Liman speculates that the ability to taste ammonium chloride might have evolved to help organisms avoid eating harmful biological substances that have high concentrations of ammonium.
“Ammonium is found in waste products – think of fertiliser – and is somewhat toxic,” she explained, “so it makes sense we evolved taste mechanisms to detect it. Chicken OTOP1 is much more sensitive to ammonium than zebra fish.” Liman speculates that these variations may reflect differences in the ecological niches of different animals. “Fish may simply not encounter much ammonium in the water, while chicken coops are filled with ammonium that needs to be avoided and not eaten.”
But she cautions that this is very early research and further study is needed to understand species differences in sensitivity to ammonium and what makes OTOP1 channels from some species sensitive and some less sensitive to ammonium.
Towards this end, they have made a start. “We identified a particular part of the OTOP1 channel – a specific amino acid – that’s necessary for it to respond to ammonium,” Liman said. “If we mutate this one residue, the channel is not nearly as sensitive to ammonium, but it still responds to acid.”

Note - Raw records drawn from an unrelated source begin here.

PR #12432, opened 2021-11-24
fix: Do not decode + as space

### LINKED ISSUE #12354: Double decoding of query parameters when creating Location
When I open an URL with url encoded query parameters where a parameters contains a "+" symbol, the query parameter is incorrectly decoded twice and the "+" is removed from parameter value. This happens in `com.vaadin.flow.router.Location#Location(java.lang.String)` which calls the `com.vaadin.flow.router.LocationUtil#parseQueryParameters` where query string is first extracted `query = new java.net.URI(location).getQuery();` - this decodes the url encoded string for the first time, the string at this point is correct and "+" symbol gets decoded from "%2B". Next the `QueryParameters.fromString(query)` is called which calls `com.vaadin.flow.router.QueryParameters#makeQueryParamList` and this decodes the string again using `value = URLDecoder.decode(value, "utf-8");` - this removed the "+" symbol from the already decoded string and the parameter value is incorrect.

E.g. the encoded parameter value `someValue1%2BsomeValue2` which should be decoded as `someValue1+someValue2` gets decoded as `someValue1 someValue2` instead which is wrong.

### Versions:
    - Vaadin / Flow version: 14.7.5 / 2.7.4
    - Java version: 11

caalador:
Fix issue with URLDecoder handling
of '+' character.

Fixes #12354


flow-server/src/main/java/com/vaadin/flow/router/QueryParameters.java
```diff
@@ -130,7 +130,7 @@ public static QueryParameters fromString(String queryString) {
             return Collections.singletonList(paramAndValue);
         }
         String param = paramAndValue.substring(0, index);
-        String value = paramAndValue.substring(index + 1);
+        String value = paramAndValue.substring(index + 1).replace("+", "%2B");
         try {
             value = URLDecoder.decode(value, "utf-8");
```
Artur-, line 135: The sustainable fix would be to add `UrlUtil.decode` and `UrlUtil.decodeURIComponent` that would work the same way as the `encode` and `encodeURIComponent` methods and then use the proper one here. It is not only about `+` but also a number of other characters

caalador: For decode the only cases are:
```
            case '+':
                sb.append(' ');
            case '%':
                /*
                 * Starting with this instance of %, process all
                 * consecutive substrings of the form %xy. Each
                 * substring %xy will yield a byte. Convert all
                 * consecutive  bytes obtained this way to whatever
                 * character(s) they represent in the provided
                 * encoding.
                 */
                 ...
```
Everything else is added as is.

caalador: Also in this specific flow when coming from Location we have the decoded query string from `java.net.URI(location).getQuery()`

Artur- (approved):

PR #14597, opened 2022-09-21
fix: update css-loader(#12863)(CP:2.8)

ZheSun88:
this is a Cherry pick of https://github.com/vaadin/flow/pull/12863
Update css-loader to get a newer version of postcss


mshabarov:
I have no memories what did we fix with this update. This is a major version update, may bring breaking changes to 14.8 and 14.9 users.

ZheSun88:
if it is not needed, feel free to close this one.

mshabarov:
@caalador do you recall what we fixed by updating this version? Can we skip it for 14.8/14.9 (since it's a major update)

caalador:
As it says  to `get a newer version of postcss` I would guess it is to get a vulnerability patch in postcss

mshabarov (approved):

PR #14614, opened 2022-09-22
fix: Redirect to the correct server view also when coming from a non-root URL

### LINKED ISSUE #14528: VaadinSavedRequestAwareAuthenticationSuccessHandler redirects to the wrong URL if login is not in the application root
### Description of the bug

If you have a public view at /hello, a private view at /foo and a login view at /my/login where the public view has a link to the private view, then when you click the link you will end up on the login form and after login you will end up on /my/foo instead of /foo

The reason is that `ViewAccessChecker` stores the target view it gets from `beforeEnterEvent.getLocation().getPathWithQueryParameters()`. This is relative path so in this case `foo`.

The login POST goes to /my/login and the response to that is a redirect to "foo", which the browser then interprets as /my/foo

If you instead open /foo directly, then it is not `ViewAccessChecker` that saves the target URL but instead `VaadinDefaultRequestCache` using `HttpSessionRequestCache`. This in turn stores the full request and provides the redirect URL as a full URL, e.g. http://localhost:8080/foo

### Expected behavior

You should end up on the page you tried to navigate to.

As described above

### Versions

- Vaadin / Flow version: 23.2.1

Artur-:
Fixes #14528

### DIFF
--- a/flow-server/src/main/java/com/vaadin/flow/server/auth/ViewAccessChecker.java
+++ b/flow-server/src/main/java/com/vaadin/flow/server/auth/ViewAccessChecker.java
@@ -43,6 +43,8 @@ public class ViewAccessChecker implements BeforeEnterListener {
 
     public static final String SESSION_STORED_REDIRECT = ViewAccessChecker.class
             .getName() + ".redirect";
+    public static final String SESSION_STORED_REDIRECT_ABSOLUTE = ViewAccessChecker.class
+            .getName() + ".redirectAbsolute";
     private final AccessAnnotationChecker accessAnnotationChecker;
     private Class<? extends Component> loginView;
     private String loginUrl;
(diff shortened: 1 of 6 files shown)


flow-server/src/main/java/com/vaadin/flow/server/auth/ViewAccessChecker.java
```diff
@@ -173,8 +175,15 @@ public void beforeEnter(BeforeEnterEvent beforeEnterEvent) {
...
             if (session != null) {
-                session.setAttribute(SESSION_STORED_REDIRECT, beforeEnterEvent
-                        .getLocation().getPathWithQueryParameters());
+                VaadinServletRequest servletRequest = (VaadinServletRequest) request;
+                String servletHostAndPath = servletRequest.getRequestURL()
+                        .toString();
+                String viewPathAndParameters = beforeEnterEvent.getLocation()
+                        .getPathWithQueryParameters();
+                session.setAttribute(SESSION_STORED_REDIRECT,
+                        viewPathAndParameters);
```
mcollovati, line 184: Do we still need to store this information?
It seems that now only `SESSION_STORED_REDIRECT_ABSOLUTE`, at least in Flow code base.

vaadin-spring/src/main/java/com/vaadin/flow/spring/security/VaadinSavedRequestAwareAuthenticationSuccessHandler.java
```diff
@@ -171,8 +167,8 @@ private static String getStoredServerNavigation(
         if (session == null) {
             return null;
         }
-        return (String) session
-                .getAttribute(ViewAccessChecker.SESSION_STORED_REDIRECT);
+        return (String) session.getAttribute(
+                ViewAccessChecker.SESSION_STORED_REDIRECT_ABSOLUTE);
```
mcollovati, line 171: Does it make sense to also remove the attribute from the session here? Or should it be preserved for other uses?

flow-server/src/main/java/com/vaadin/flow/server/auth/ViewAccessChecker.java
Artur-: I left it there only to stay compatible if people have implemented a redirect for something else than Spring Security

vaadin-spring/src/main/java/com/vaadin/flow/spring/security/VaadinSavedRequestAwareAuthenticationSuccessHandler.java
Artur-: I guess it should be removed to avoid a potential wrong redirect later on

mshabarov (approved):

PR #14638, opened 2022-09-26
fix: Only map websockets to servlet path and not any sub paths

Artur-:
Allows other websockets to work, especially when Vaadin is root mapped


HawkSK:
Is this fix going to be released also in `+0.0.1` (the label was removed)? Because it should be, the problem did not happen in 23.1.1, so this is a fix for 23.2.x. Also, it's a blocker in using 23.2.0.

MarcinVaadin (approved):

flow-tests/vaadin-spring-tests/test-spring-common/src/main/java/com/vaadin/flow/spring/test/CustomWebSocket.java
```diff
@@ -0,0 +1,54 @@
...
+            }
+
+            @Override
+            public boolean supportsPartialMessages() {
+                return false;
+            }
+        }, WEBSOCKET_URL);
+    }
+
+}
```
mcollovati, line 54: newline missing
```suggestion
}

```

flow-tests/vaadin-spring-tests/test-spring-common/src/test/java/com/vaadin/flow/spring/test/CustomWebSocketIT.java
```diff
@@ -0,0 +1,71 @@
...
+            session.close();
+        }
+
+        @OnClose
+        public void onClose(CloseReason reason) {
+            closureLatch.countDown();
+        }
+
+        public String waitForMessage() throws InterruptedException {
+            closureLatch.await();
```
mcollovati, line 41: May we use `await` with timeout to avoid the test wait indefinitely if something goes wrong?

mcollovati (approved):

MarcinVaadin:
PR could be merged but please have in mind that is not the final solution - see https://github.com/vaadin/flow/issues/14641

PR #14618, opened 2022-09-23
test: Test Spring Boot behind a reverse proxy

Artur-:

PR #14656, opened 2022-09-27
test: Test Spring Security behind a reverse proxy

Artur-:
The test is not enabled by default as it does not start/stop a reverse proxy

It can be run if you configure nginx like

```
    server {
        listen       1234;

location /public/path/ {
    proxy_pass http://localhost:8888/;
}
```

or if you configure an apache 2 proxy like

```
Listen 1234

<Location /public/path/>
    ProxyPass "http://localhost:8888/"
    ProxyPassReverse /
</Location>
```


Artur-:
Depends on #14618

mcollovati:
LGTM. Let's wait for 14618 to be merged

mcollovati (approved):

PR #14672, opened 2022-09-28
chore: update component version to 23.3.0-alpha2

caalador:
Update component version used for testing.
Update all package.json component versions
to the tested component version.


mcollovati (commented):
We should perhaps also update `VaadinSmokeTest.kt`

https://github.com/vaadin/flow/blob/672d29ce7ebbddc5e22574bd99677707103145ad/flow-plugins/flow-gradle-plugin/src/functionalTest/kotlin/com/vaadin/gradle/VaadinSmokeTest.kt#L322

caalador:
Updated gradle test version

mcollovati (approved):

Moreover, because this one amino acid is conserved across different species, there must have been selective pressure to maintain it, she says. In other words, the OTOP1 channel’s ability to respond to ammonium must have been important to the animals’ survival.
In the future, the researchers plan to extend these studies to understand whether sensitivity to ammonium is conserved among other members of the OTOP proton family, which are expressed in other parts of the body, including in the digestive tract.
And who knows? Perhaps ammonium chloride will join the other five basic tastes to bring the official count to six.